An inspiring evening with Vandana Shiva - "you don't find hope by sitting in a chair"

For the third time the Kirchentag is holding a Global Network Congress bringing together some of the German speakers and specialists with many of the speakers from elsewhere in the world. It's a privileged time for networking and also for going into some issues in greater depth. This year's meeting is a little smaller than the two previous meetings, but still very diverse. Because there are slightly fewer of us we've been able to use less formal methodoligies and have a good question and answer session with our main speaker.
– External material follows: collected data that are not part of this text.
PR #2233, opened 2026-07-10
fix(setup): bound Playwright bootstrap and preserve skill registration

time-attack:
On some Macs, setup could wait forever while checking or downloading Chromium. Retrying started more stuck installers, and setup stopped before registering commands such as /qa and /ship.

Setup now limits how long browser checks and downloads may run, allows only one setup at a time, cleans up timed-out child processes, and still registers commands when Chromium is unavailable.

## Technical changes

- use Node instead of Bun for Chromium launch probing on macOS
- bound launch probes and Chromium installation
- terminate timed-out descendant processes
- serialize setup with a portable stale-PID lock
- continue skill registration after Chromium failure
- add focused regression coverage

## Live verification

Identical baseline/candidate probes were run in isolated clones and HOME directories:

- TideDra/zotero-arxiv-daily: fail → pass
- loperanger7/gstack-auto: fail → pass
- garrytan/gbrain: fail → pass
- browserbase/stagehand normal-install control: pass → pass
- makeplane/plane normal-install control: pass → pass

The evidence gate passed and no marked child processes remained.

## Secondary tests

- `bash -n setup`
- `bun test test/setup-playwright-deadline.test.ts test/setup-windows-fallback.test.ts` — 12 passed

### DIFF
--- a/setup
+++ b/setup
@@ -30,6 +30,82 @@ case "$(uname -s)" in
   MINGW*|MSYS*|CYGWIN*|Windows_NT) IS_WINDOWS=1 ;;
 esac
 
+# Only one setup may mutate an install/HOME at a time. An atomic directory is
+# portable to macOS, Linux, and Git Bash (unlike flock), and the pid lets a
+# later run recover after a crash.
+SETUP_LOCK_DIR="${GSTACK_HOME:-$HOME/.gstack}/.setup.lock.d"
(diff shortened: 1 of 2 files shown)


time-attack:
@time-attack Please rewrite setup so registration survives missing Node, empty locks remain recoverable, and tests execute the actual setup behavior rather than only indirect helpers.

PR #2249, opened 2026-07-12
fix(codex): replace dead --enable web_search_cached flag with --search

kinoko-studio:
## Summary
- `codex-cli` 0.144.1 marks `web_search_cached` deprecated (`codex features list`) and prints, on every invocation that still passes `--enable web_search_cached`:
  ```
  deprecated: `[features].web_search_cached` is deprecated because web search is enabled by default.
  Set `web_search` to "live", "indexed", "cached", or "disabled" ... in config.toml if you want to override it.
  ```
- **Live-tested:** `codex exec` with *no* search-related flag at all still performs real web searches successfully. So the old flag wasn't keeping search on — it was just inert, printing a noisy warning on every gstack codex pass (autoplan, codex, design-consultation, design-review, document-release, office-hours, plan-ceo-review, plan-design-review, plan-devex-review, plan-eng-review, review, ship, plus two `scripts/resolvers/*.ts` files and the `.tmpl` counterparts).
- This PR replaces the dead flag with `--search` rather than dropping it outright (see #2224 for the bare-removal alternative). Rationale for the explicit flag over relying on codex's implicit default: `codex-cli` has already changed this exact mechanism once (the old `features.web_search_cached` boolean → the new `web_search` config key), so pinning search on explicitly is more robust to it changing again than depending on whatever the built-in default happens to be.
- Also corrects the "Web search" doc note in `codex/SKILL.md`(`.tmpl`), which described the old flag as "OpenAI's cached index" — inaccurate for `--search`'s live lookup via the native Responses `web_search` tool.

## Test plan
- [x] Verified `web_search_cached` is deprecated via `codex features list` and the live stderr warning on codex-cli 0.144.1
- [x] Verified `codex exec` performs successful real web searches with *no* search flag at all (rules out "the old flag was required for search to work")
- [x] `grep -r "enable web_search_cached"` returns zero matches post-fix
- [x] Confirmed `--search` is present at every prior call site
- [x] `bun test test/host-config.test.ts` (golden-file regression) — green
- [x] Full `bun test browse/test/ test/ make-pdf/test/ ...` — exit 0
- [x] `bun run skill:check` clean across all host targets after `bun run gen:skill-docs --host all`

Supersedes #2224 (bare removal) — closing that one with this rationale.


16francej:
Closing — verified against codex-cli 0.144.4: --search is not accepted by codex exec / codex review, so this change would break every codex invocation in gstack. Removal of the deprecated flag is being handled separately.

PR #2252, opened 2026-07-13
fix(test): delayed process.exit(0) in 8 test files silently truncates full bun-test runs

whd4:
## The bug

Eight test files end `afterAll` with `setTimeout(() => process.exit(0), 500)`:
snapshot, commands, batch, handoff, compare-board, content-security, security-live-playwright, and design/feedback-roundtrip.

In a full `bun test` run, that timer fires ~500ms into the **next** file and kills the runner with exit code 0 and no failure tally. A full-suite run therefore only ever executes the files before the first exit, and still reports success. Sharded per-file CI (like this repo's) structurally never sees it — but anyone running `bun test` across the whole suite gets silently truncated green results.

## The fix (2 commits)

- **fix(test): un-leak GSTACK_HOME across files, file-scoped process.exit guard + idle-timer stop, closeTab zero-tab invariant, align config tests to DEFAULTS contract** — cross-file test-env hygiene so files no longer poison each other.
- **fix(test): remove delayed process.exit(0) time bombs from 8 browser test files + exitFn seam in ServerConfig** — deletes the bombs and adds an `exitFn` injection seam so tests can assert exit behavior without killing the runner.

## Honest caveat

After this fix, a full run no longer truncates — which *reveals* pre-existing failures that were always being skipped (in our environment 200+, mostly browser `goto` timeouts under heavy load, plus some real breaks such as `session.clearLoadedHtml is not a function` in design tests). This PR does not claim to make the suite green; it makes the runner honest so failures are visible and fixable.

### DIFF
--- a/browse/src/browser-manager.ts
+++ b/browse/src/browser-manager.ts
@@ -803,15 +803,14 @@ export class BrowserManager {
     this.tabSessions.delete(tabId);
     this.tabOwnership.delete(tabId);
 
-    // Switch to another tab if we closed the active one
-    if (tabId === this.activeTabId) {
+    // Never leave zero tabs, regardless of which tab was closed — activeTabId
+    // can point at an already-removed id, and the old active-only guard then
+    // skipped auto-create when the last tab closed.
+    if (this.pages.size === 0) {
+      await this.newTab();
+    } else if (tabId === this.activeTabId) {
       const remaining = [...this.pages.keys()];
-      if (remaining.length > 0) {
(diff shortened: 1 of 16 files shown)


time-attack:
@16francej — recommend closing this PR because #2230 supersedes it as the complete test-runner fix. Although #2252 adds useful scoped exit and timer injection plus environment restoration, it still leaves a real daemon exit path, unsafe teardown limits, global stubs, and no recurrence guard. Port those ideas into #2230’s three-second, daemon-safe design.

PR #2261, opened 2026-07-14
feat: Add Google Antigravity ecosystem support

VKrishna04:
- Implements headless mode adapter for 100% native gstack execution inside Antigravity.

- Adds 1-click cross-platform setup script (Windows junctions / UNIX symlinks) for transparent AI skill discovery.

- Passes all uniqueness and catalog generation tests.

### DIFF
--- a/.gitignore
+++ b/.gitignore
@@ -23,6 +23,7 @@ bin/gstack-global-discover*
 .hermes/
 .gbrain/
 .gbrain-source
+.antigravity/
 .context/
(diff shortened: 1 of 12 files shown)


time-attack:
@16francej — recommend closing this PR. Thanks for putting this together. We aren’t accepting new standalone skills right now, so we’re going to pass on this proposal. We can revisit the area later if it becomes part of GStack’s core workflow.

PR #2262, opened 2026-07-14
fix(setup): link shared runtime libraries

fedster99:
## What changed

- Link `lib/` beside `bin/` in the shared agent sidecar and the Codex, Factory, OpenCode, and Kiro runtime roots.
- Add setup validation coverage for every affected runtime root.

## Why

Several scripts in `bin/` import shared modules through `../lib`. Minimal runtime installs exposed `bin/` without `lib/`, so commands such as `gstack-learnings-log` failed after a fresh Codex setup with `Cannot find module .../lib/jsonl-store.ts`.

Keeping the two directories together makes the generated runtime self-contained and prevents a later gstack upgrade from restoring the broken layout.

## Impact

Fresh and upgraded installs can run logging, memory, redaction, and other shared-library-backed commands from their host-specific runtime root. Unix symlink and Windows copy behavior both continue to use `_link_or_copy`.

## Validation

- `bash -n setup`
- Generated Codex fixtures, then ran the five affected setup assertions on Bun 1.3.14: 5 passed
- `bun test test/setup-windows-fallback.test.ts`: 8 passed
- Fresh temporary-HOME install with `./setup --host codex --no-prefix`
- End-to-end `gstack-learnings-log` and `gstack-learnings-search` smoke passed from that installed runtime

The broader free-test command reached an unrelated environment-dependent timeout in `global-discover.test.ts`; no changed setup/runtime test failed.

### DIFF
--- a/setup
+++ b/setup
@@ -748,8 +748,9 @@ create_agents_sidecar() {
   local agents_gstack="$repo_root/.agents/skills/gstack"
   mkdir -p "$agents_gstack"
 
-  # Sidecar directories that skills reference at runtime
-  for asset in bin browse review qa; do
+  # Sidecar directories that skills reference at runtime. bin scripts import
+  # shared modules via ../lib, so bin and lib must always travel together.
+  for asset in bin lib browse review qa; do
     local src="$SOURCE_GSTACK_DIR/$asset"
     local dst="$agents_gstack/$asset"
     if [ -d "$src" ] || [ -f "$src" ]; then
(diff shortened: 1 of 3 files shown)


time-attack:
@fedster99 Add tests that run a command requiring the installed sibling library across every affected host root, including Windows copy behavior.

fedster99:
Done in f412cf1 — added `test/setup-runtime-lib-command.test.ts`, which goes beyond static validation and **executes** a lib-importing command from every affected host root:

- Builds each runtime root (agents sidecar, Codex, Factory, OpenCode, Kiro) in a sandbox using the **real setup shell code** (the extracted `_link_or_copy` + each root-builder function/block).
- Runs `gstack-learnings-log` — the exact command from the bug report, which imports `$SCRIPT_DIR/../lib/jsonl-store.ts` via bun — from the installed root and asserts it exits 0 and appends the learning.
- Covers **Windows copy behavior**: every root is exercised twice, `IS_WINDOWS=0` (symlink install, asserts `lib` is a symlink) and `IS_WINDOWS=1` (copy install, asserts `lib` is a real directory copy), following the `setup-windows-fallback.test.ts` precedent (skipped on actual win32 runners where `ln -snf` silently degrades).
- Includes a **negative control**: a root with `bin/` but no `lib/` (the pre-fix layout) must fail on the `../lib` import — so the positive cells can't pass vacuously.

Verified the tests detect the regression: against upstream/main's `setup` (pre-fix), all 10 positive cells fail; with this PR's fix, 11/11 pass in ~3s.

marcusLewi:
Unsubscribe

PR #148, opened 2018-06-06
Update Unifi rockon

sgissi:
- Move UI port from 8080 to 8443
- Removed port 8081, no longer being used
- Added Speed Test and UBNT discovery ports
- Volumes are now under /unifi instead /var/lib/unifi and contains configuration and logs (upstream change)
- Run as specific user instead of root

### DIFF
--- a/unifi.json
+++ b/unifi.json
@@ -10,21 +10,14 @@
                         "host_default": 8080,
                         "label": "Redirect to WebUI",
                         "protocol": "tcp",
-                        "ui": true
+                        "ui": false
                     },
                     "8443": {
                         "description": "Port for WebUI and API. Suggested default: 8443",
                         "host_default": 8443,
                         "label": "HTTPS WebUI",
                         "protocol": "tcp",
-                        "ui": false
-                    },
-                    "8081": {
-                        "description": "Management Port. Suggested default: 8081",
-                        "host_default": 8081,
-                        "label": "Management Port",
-                        "protocol": "tcp",
-                        "ui": false
+                        "ui": true
                     },
                     "8880": {
                         "description": "Redirect to Portal. Suggested default: 8880",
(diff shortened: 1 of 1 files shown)


sgissi:
Ping @magicalyak for review :) Upstream modifications of the Docker image, this PR will bring the Rockon up to speed and more secure now that we can run without root.

magicalyak:
One issue I did find, if you change a port it messed up since the port mappings are hardcoded.  Any thoughts? 
6789 for me is 6791 (the port is used by NZBGet)

magicalyak:
Nevermind I think I just need to change the conf file in the config directory, the container looks fine.

magicalyak:
@sgissi I see linuxserver has a really popular unifi container.  I have a working json for it.  I also see that if we update this json it uses a different directory structure so there isn't a clean upgrade for it (maybe just add a note?)  Honestly the end user would get a new install and they can just import a backup.  
Here is my working one - https://gist.github.com/magicalyak/6625ce8c22dad5bcbe9ecbef48ab514e

sgissi:
@magicalyak Both seems to be quite up-to-date with the releases and I understand linuxserver already sustaining other containers. The only drawback I can see is that 5.7.x train (which I use currently) is labeled as "unstable" on linuxserver and the specific version is not clear to me. If we use linuxserver default image then existing users might lose functionality and/or have issues with backup/restore between 5.6 and 5.7. Maybe break into two Rockons? Unifi = linuxserver/unifi:unstable to avoid breaking existing users and Unifi Stable using linuxserver/unifi? I'm sure risk averse users would gravitate towards "Unifi Stable" given the name :)

sgissi:
@magicalyak Any feedback on this one? I can open a PR to create two Unifi entries like I proposed before if you are Ok with it (or "Unifi" and "Unifi Unstable" but I don't like the connotation, 5.7.x has been pretty good).

magicalyak:
@sgissi I think make this the 3.7 and I can use unifi-linuxserver as the stable one.  The updates here actually break existing unifi installs because the config path changes to a nested directory.

sgissi:
Fair point. I'll spin up a 3.7 with the existing Unifi image and layout, then run the new Rockon I'm proposing here with the same data share, just to make sure the upgrade is safe.

phillxnet:
@sgissi Thanks for your continued maintenance on this Rock-on, and apologies for the some what massive delay. But I'd like to know what the status is now of this pr?

From your last comment it looks like you have in mind a final test regarding migration.

Let me know what you want to do and upon a confirmation of your changes (ie a review from anyone familiar with this software) I'd be chuffed to do the merge. And not breaking existing rock-on installs would be great so anything you can do in that direction is likely to be much appreciated :)

@magicalyak as always thanks for you valuable and valued input on this one.

phillxnet:
@sgissi @magicalyak I'm wondering if this pr is now redundant given our merging of:
"updated unifi-linuxserver" #192

Should be maybe drop this json entirely?

I not at all familiar with this software and we have multiple versions of other offerings.

Thoughts and more informed opinion welcome as always. There was some discussion relating to migrating folks from pre this pr to post? And that would seem relevant if we are to keep this offering. I.e. current users of this Rock-on.

magicalyak:
Yeah the other one should be primary at this point.

phillxnet:
> Yeah the other one should be primary at this point.

Thanks. So what do you think of just removing the json associated with this pr. We are well overdue for a tidy up and having a load of unmaintained Rock-ons, especially when they are redundant, may well be the way to go. And in this case a backup restore of settings would seem like a possibility if folks are using this one and need to re-install.

@FroggyFlox calling also on your opinion here re pruning. Maybe we should have a stint of that for a change. Fewer better supported Rock-ons is better in my opinion; especially in the light of redundancy: ie duplicate function/project newer Rock-ons.

magicalyak:
Remove it is my vote

phillxnet:
@magicalyak 
> Remove it is my vote
Agreed. @FroggyFlox do you see a problem with us removing the json and root entry associated with this pr. Given it's fallen out of repair and we now have a replacement I think it would be a better all round user experience if we at least do pruning from time to time.

FroggyFlox:
> @FroggyFlox calling also on your opinion here re pruning. Maybe we should have a stint of that for a change. Fewer better supported Rock-ons is better in my opinion; especially in the light of redundancy: ie duplicate function/project newer Rock-ons.

@phillxnet, I would tend to agree with @magicalyak and vote to remove this one if both offer the same version of Unifi and features. Note that I'm unfamiliar with the software itself so I'll rely on the discussion above on that.
Note that while both images (jacobalberty and lsio) seem to be kept up-to-date rather well (at least as of today), the lsio ones do offer special features for customizations that could be useful down the road. LSIO is also smaller:
- jacobalberty: 307 MB
- lsio: 190 MB

The question would be how to deprecate this image, however:
- should we have a transition period with some warning in the webUI?
- remove entry from `root.json` but keep the rock-on json file on the repo for users who want to keep using it via local metastore?

I've never tested it, but based on my understanding, if the entry were to be removed from `root.json`, clicking "Update" in Rockstor UI will not make the rock-on disappear as long as it is in "installed" state. If the user uninstalls it, however, it will be remove from the list of available rock-ons.

Hope this helps,

sgissi:
Ops, just an year later :) I have moved my Unifi setup out to Kubernetes and didn't came back to close the PR. I agree it can be removed.

FroggyFlox:
No worries, @sgissi , thanks a lot for taking care of this!

PR #150, opened 2018-07-01
FileRun Rockon

magicalyak:
This rockon is for FileRun - http://filerun.com/  - Self-Hosted File Sync and Sharing
The container is based off a docker repo that uses linuxserver-like setup (it uses their xenial base and layer but it's maintained by them).

### DIFF
--- a/filerun.json
+++ b/filerun.json
@@ -10,7 +10,6 @@
                         "description": "FileRun WebUI port. Suggested default: 8080",
                         "host_default": 8080,
                         "label": "WebUI port",
-                        "protocol": "tcp",
                         "ui": true
                     }
                 },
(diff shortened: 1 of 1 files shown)


magicalyak:
Don't merge until I have confirmation on the full setup.  The rockon currently seems to require a mysql that isn't included.  I will add to this a 2-container pull or instructions on using another rockon to provide the database.

phillxnet:
@magicalyak I'll close this for now, by way of tidy-up as it seems to have slid into the realms of having received not attention.

My apologies the to stop-start nature we have had in this repo, but our new approach of deleting/closing old & un-attended requests and existing Rock-ons should help with seeing he wood for the trees.

Again thanks for all you effort over the years here. Much appreciated.

PR #151, opened 2018-07-27
Update ghost.json

guppy0130:
Add fix for breaking change as described by https://github.com/docker-library/ghost/issues/69


phillxnet:
@guppy0130 Thanks for the fix, much appreciated and nice to have the upstream link included.

Can you confirm that the ghost Rockon now works as expected?

Cheers.

guppy0130:
Installed on my local rockstor installation and appears to be working as expected.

Vandana Shiva is a passionate and engaged speaker - not always easy to interpret as she assumes we have the same level of knowledge she has of the abuses of the free market in world trade. I do not always find it easy to remember much of what I've interpreted - you can't listen, take notes and speak in another language at the same time, well I can't anyway. Vandana Shiva is an eco feminist and I was very struck by the lack of mightiness in the alternative models she tried to offer us this evening. She used organic and nurturing images, encouraging drawing on inner creative strength as a source of hope in the same way that a mother will nearly always make sure that their child has something to eat. Much of her campaigning has been against the obscenity of multi-nationals buying the patents to seeds - one example she gave was how cotton seed used to cost about 7 rupees a kilo before the seed patent was bought by Monsanto and went up to 1700 rupees a kilo. In less than a generation cotton farmers went from being rich to being poor. She spoke of the finding creative commons ways of owning patents to seeds, so that local communities can continue to be sustainable. She actually called this kind of local community building being itself a seed that can give others hope. She ended by quoting Gandhi's model of oceanic circles

But it will be an oceanic circle whose centre will be the individual always ready to perish for the village, the latter ready to perish for the circle of villages, till at last the whole becomes one life composed of individuals, never aggressive in their arrogance, but ever humble, sharing the majesty of the oceanic circle of which they are integral units.
This way of thinking about things very much chimed with the "natal theology" by Grace Jantzen that I am reading at the moment, it was helpful for me to hear these more practical and less philosphical applications of the same underlying idea.